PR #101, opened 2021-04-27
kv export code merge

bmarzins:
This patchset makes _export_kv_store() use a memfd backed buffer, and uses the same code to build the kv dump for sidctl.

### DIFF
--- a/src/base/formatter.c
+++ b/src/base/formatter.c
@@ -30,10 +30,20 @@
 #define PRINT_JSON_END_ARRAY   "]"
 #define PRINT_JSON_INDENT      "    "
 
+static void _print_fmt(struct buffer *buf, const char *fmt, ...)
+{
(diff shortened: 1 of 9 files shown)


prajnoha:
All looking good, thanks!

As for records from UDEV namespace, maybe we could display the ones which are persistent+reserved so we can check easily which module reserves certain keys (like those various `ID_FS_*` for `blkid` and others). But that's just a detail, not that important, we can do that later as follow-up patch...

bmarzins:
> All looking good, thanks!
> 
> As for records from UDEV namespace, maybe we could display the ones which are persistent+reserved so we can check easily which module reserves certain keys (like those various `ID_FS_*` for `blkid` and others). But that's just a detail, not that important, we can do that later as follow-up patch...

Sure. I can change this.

Problem:
The first line of the listing above through the line containing "-30,10 +30,20 @@": print exactly that, both ends included.

Solution to the problem:
PR #101, opened 2021-04-27
kv export code merge

bmarzins:
This patchset makes _export_kv_store() use a memfd backed buffer, and uses the same code to build the kv dump for sidctl.

### DIFF
--- a/src/base/formatter.c
+++ b/src/base/formatter.c
@@ -30,10 +30,20 @@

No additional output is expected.